Stored data
--- --- ---
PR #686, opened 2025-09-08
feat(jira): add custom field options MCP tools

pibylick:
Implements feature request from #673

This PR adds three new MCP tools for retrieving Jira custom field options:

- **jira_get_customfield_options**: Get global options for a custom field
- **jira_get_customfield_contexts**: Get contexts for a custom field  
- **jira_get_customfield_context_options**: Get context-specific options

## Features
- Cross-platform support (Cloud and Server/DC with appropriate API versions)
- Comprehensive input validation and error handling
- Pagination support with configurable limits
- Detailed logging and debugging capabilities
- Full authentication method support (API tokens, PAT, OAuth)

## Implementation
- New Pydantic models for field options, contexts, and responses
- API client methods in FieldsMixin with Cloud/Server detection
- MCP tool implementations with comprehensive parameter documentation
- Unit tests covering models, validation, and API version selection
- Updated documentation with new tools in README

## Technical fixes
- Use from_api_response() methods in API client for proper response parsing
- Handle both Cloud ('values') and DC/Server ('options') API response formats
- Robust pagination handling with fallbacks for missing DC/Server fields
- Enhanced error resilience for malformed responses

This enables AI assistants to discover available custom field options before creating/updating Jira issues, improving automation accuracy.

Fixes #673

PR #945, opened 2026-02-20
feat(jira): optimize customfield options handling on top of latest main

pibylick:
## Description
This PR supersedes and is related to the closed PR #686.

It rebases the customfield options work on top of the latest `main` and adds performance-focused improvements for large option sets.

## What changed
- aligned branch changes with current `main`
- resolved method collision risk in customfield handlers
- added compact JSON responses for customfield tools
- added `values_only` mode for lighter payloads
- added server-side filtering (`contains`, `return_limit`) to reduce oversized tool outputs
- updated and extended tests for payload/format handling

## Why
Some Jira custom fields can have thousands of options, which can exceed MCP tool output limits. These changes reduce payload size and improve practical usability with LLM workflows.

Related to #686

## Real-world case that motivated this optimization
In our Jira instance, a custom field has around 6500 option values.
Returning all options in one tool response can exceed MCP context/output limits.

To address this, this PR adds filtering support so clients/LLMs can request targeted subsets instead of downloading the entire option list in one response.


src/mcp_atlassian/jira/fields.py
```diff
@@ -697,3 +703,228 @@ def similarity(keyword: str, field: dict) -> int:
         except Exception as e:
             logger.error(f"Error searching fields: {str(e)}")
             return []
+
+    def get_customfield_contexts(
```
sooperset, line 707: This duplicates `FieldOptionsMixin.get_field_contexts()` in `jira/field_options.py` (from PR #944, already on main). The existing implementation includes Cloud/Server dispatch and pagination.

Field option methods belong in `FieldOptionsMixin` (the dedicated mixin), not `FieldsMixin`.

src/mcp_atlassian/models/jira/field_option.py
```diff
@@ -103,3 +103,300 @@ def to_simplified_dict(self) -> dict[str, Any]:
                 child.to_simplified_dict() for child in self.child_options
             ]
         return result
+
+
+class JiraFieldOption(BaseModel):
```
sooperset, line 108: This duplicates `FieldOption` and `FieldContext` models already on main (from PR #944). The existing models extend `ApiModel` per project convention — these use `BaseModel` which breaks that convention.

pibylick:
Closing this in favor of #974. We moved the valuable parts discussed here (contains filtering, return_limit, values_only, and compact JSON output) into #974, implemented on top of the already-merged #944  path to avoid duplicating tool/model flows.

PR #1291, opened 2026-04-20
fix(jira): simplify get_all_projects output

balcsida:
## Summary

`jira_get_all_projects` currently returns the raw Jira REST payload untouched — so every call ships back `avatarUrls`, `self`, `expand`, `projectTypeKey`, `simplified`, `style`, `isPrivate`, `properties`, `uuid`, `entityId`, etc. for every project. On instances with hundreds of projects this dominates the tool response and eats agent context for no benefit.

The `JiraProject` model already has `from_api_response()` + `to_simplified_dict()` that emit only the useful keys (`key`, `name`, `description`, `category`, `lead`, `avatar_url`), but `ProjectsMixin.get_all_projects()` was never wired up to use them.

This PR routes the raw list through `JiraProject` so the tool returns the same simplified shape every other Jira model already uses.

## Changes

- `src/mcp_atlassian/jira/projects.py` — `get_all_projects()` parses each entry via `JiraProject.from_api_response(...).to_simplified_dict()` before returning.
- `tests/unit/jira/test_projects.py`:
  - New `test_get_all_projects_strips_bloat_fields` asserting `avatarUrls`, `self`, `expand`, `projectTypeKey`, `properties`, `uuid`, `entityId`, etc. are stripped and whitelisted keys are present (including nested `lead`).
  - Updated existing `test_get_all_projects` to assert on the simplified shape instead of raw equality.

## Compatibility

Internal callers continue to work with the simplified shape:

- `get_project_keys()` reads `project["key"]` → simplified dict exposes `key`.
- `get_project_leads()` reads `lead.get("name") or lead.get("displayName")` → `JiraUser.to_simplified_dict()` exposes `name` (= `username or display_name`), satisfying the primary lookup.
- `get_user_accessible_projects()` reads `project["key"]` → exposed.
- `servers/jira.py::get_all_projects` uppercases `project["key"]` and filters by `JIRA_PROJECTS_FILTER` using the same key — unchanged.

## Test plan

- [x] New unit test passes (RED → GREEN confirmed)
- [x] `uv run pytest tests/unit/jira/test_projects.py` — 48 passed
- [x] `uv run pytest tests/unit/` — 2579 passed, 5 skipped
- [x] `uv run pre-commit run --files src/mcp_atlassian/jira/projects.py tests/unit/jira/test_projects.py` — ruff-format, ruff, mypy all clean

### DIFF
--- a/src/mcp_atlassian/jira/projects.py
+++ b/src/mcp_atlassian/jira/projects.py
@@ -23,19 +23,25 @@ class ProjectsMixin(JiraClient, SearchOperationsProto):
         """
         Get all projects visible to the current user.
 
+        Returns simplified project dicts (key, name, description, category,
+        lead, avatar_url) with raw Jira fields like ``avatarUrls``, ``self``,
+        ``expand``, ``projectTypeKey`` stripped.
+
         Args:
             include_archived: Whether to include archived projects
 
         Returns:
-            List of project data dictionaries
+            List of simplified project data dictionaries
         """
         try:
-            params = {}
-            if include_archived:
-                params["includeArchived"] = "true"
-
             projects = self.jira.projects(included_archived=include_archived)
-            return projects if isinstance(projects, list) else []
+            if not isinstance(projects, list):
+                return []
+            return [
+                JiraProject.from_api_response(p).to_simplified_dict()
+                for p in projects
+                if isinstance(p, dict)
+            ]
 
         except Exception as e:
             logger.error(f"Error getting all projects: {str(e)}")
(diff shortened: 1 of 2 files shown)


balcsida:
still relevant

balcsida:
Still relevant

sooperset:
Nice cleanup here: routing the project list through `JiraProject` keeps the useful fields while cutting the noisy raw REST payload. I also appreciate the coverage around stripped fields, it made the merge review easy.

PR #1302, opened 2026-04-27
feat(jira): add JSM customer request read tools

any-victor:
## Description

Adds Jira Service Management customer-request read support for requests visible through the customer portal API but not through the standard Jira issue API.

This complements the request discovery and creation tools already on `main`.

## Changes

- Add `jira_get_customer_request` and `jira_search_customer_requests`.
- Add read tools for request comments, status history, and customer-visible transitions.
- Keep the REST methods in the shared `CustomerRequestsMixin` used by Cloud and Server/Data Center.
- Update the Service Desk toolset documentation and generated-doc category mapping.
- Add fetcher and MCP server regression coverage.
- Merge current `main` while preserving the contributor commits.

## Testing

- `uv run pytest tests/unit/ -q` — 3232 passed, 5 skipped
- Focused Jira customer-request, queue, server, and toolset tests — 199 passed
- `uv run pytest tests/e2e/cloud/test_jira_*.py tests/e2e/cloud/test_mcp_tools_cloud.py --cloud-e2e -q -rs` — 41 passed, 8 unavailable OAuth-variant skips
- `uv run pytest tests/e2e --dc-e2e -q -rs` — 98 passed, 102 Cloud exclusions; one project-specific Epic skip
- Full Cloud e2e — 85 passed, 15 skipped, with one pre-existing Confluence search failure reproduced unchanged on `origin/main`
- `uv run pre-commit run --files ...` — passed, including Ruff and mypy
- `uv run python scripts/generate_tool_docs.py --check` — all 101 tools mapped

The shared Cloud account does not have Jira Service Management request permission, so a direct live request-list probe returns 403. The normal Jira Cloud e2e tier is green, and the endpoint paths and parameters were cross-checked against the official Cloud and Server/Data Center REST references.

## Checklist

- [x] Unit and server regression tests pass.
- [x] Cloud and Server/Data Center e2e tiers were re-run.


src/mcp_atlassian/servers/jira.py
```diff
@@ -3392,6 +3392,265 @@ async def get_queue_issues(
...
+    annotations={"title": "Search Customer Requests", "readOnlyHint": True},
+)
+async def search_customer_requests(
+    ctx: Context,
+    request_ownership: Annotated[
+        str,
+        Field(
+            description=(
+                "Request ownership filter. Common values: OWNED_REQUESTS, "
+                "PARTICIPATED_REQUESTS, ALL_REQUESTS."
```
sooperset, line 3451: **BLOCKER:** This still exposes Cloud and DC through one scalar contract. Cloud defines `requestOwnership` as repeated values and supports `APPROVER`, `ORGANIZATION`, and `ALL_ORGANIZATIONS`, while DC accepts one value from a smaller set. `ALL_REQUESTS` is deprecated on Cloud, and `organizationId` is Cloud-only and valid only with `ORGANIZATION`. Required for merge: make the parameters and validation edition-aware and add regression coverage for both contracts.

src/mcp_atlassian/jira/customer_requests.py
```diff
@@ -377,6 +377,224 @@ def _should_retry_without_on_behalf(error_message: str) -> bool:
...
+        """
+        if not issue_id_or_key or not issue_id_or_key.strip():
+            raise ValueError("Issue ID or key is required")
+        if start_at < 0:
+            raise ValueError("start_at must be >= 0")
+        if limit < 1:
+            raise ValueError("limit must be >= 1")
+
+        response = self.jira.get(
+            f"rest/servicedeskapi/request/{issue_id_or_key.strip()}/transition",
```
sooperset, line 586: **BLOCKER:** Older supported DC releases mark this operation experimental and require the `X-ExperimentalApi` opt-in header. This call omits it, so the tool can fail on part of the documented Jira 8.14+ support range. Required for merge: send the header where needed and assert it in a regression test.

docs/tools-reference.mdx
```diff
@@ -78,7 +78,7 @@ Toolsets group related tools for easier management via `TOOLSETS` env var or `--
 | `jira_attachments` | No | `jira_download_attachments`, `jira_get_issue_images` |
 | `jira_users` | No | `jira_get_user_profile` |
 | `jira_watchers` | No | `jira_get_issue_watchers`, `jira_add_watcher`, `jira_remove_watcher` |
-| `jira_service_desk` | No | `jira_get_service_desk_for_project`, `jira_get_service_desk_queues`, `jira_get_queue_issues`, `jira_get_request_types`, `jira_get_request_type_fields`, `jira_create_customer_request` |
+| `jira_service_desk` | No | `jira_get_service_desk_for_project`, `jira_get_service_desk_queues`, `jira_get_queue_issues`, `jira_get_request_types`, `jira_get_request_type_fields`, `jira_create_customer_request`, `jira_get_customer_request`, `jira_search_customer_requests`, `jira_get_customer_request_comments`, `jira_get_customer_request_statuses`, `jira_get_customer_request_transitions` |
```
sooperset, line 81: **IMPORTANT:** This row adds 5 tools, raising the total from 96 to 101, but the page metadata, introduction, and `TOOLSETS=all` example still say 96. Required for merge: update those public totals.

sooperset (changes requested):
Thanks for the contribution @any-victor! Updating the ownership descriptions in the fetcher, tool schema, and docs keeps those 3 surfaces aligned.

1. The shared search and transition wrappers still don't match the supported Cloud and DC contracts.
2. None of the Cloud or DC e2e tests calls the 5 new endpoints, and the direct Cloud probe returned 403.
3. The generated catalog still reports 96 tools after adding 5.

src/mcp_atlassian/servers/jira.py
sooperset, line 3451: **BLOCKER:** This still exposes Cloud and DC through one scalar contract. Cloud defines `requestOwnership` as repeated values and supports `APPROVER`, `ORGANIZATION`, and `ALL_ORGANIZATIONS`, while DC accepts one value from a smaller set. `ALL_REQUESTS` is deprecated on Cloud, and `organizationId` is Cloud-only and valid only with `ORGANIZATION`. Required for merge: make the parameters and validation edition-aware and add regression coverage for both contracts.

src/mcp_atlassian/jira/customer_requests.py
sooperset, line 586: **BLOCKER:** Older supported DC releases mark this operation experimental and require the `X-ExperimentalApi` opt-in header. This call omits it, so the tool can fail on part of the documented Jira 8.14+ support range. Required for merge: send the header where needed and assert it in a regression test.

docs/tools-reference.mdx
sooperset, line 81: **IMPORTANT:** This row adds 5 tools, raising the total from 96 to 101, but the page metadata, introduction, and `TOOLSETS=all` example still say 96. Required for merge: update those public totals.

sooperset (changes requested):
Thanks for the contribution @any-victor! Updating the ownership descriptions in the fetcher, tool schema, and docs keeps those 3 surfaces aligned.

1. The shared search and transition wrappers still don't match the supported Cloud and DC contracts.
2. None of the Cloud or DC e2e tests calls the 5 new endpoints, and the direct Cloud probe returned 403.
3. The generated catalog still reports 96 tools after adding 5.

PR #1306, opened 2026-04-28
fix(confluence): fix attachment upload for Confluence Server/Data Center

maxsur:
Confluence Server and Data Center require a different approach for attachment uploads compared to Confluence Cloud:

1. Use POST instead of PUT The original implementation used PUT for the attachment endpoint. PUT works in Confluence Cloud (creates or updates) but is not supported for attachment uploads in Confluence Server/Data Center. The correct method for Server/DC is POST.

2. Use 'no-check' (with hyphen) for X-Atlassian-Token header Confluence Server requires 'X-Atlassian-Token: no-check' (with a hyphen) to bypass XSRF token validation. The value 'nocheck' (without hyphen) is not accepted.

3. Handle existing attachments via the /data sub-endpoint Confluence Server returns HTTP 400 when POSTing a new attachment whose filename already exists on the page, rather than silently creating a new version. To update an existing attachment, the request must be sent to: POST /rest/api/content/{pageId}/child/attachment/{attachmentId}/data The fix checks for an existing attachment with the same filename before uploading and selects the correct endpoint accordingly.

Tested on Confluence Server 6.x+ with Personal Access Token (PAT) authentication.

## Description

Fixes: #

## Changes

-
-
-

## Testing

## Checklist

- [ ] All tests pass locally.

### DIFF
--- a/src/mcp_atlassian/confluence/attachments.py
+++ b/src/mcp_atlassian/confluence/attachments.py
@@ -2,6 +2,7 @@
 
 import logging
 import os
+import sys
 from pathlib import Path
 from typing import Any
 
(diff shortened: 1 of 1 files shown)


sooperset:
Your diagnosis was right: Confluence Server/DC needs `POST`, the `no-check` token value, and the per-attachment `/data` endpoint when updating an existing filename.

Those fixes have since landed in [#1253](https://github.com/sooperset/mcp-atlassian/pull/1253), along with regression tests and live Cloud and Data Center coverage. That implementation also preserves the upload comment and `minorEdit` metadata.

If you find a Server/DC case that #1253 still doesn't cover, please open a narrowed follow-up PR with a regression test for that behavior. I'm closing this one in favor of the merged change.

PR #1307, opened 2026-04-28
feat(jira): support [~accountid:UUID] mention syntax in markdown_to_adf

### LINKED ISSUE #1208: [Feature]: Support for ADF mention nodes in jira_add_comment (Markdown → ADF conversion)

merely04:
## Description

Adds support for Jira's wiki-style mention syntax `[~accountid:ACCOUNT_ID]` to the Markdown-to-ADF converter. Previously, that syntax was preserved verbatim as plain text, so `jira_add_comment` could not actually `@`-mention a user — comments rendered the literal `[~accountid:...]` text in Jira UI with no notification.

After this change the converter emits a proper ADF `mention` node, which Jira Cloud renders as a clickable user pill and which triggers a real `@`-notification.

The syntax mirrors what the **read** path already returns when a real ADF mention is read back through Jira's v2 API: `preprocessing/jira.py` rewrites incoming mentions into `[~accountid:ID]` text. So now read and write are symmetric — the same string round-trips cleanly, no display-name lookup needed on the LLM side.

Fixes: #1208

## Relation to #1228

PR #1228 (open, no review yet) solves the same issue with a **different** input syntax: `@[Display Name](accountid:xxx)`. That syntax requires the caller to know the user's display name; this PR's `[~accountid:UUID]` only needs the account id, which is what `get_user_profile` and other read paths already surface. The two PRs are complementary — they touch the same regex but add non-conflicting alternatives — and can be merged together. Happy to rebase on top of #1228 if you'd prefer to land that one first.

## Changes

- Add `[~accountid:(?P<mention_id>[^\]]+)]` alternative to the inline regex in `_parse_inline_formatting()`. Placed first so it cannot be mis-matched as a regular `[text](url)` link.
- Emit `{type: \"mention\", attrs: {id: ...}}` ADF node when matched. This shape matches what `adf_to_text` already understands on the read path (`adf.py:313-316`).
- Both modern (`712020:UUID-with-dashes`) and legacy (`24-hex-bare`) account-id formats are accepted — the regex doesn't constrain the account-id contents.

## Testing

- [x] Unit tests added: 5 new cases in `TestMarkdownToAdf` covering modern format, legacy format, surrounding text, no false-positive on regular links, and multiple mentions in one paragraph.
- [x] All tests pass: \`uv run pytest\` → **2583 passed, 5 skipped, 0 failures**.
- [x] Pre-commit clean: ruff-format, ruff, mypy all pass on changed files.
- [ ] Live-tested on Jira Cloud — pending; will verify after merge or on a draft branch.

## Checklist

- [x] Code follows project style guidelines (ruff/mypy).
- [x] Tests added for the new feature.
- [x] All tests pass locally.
--- --- ---
Going through the entries, return every line holding the word "FieldOptionsMixin".

sooperset, line 707: This duplicates `FieldOptionsMixin.get_field_contexts()` in `jira/field_options.py` (from PR #944, already on main). The existing implementation includes Cloud/Server dispatch and pagination.
Field option methods belong in `FieldOptionsMixin` (the dedicated mixin), not `FieldsMixin`.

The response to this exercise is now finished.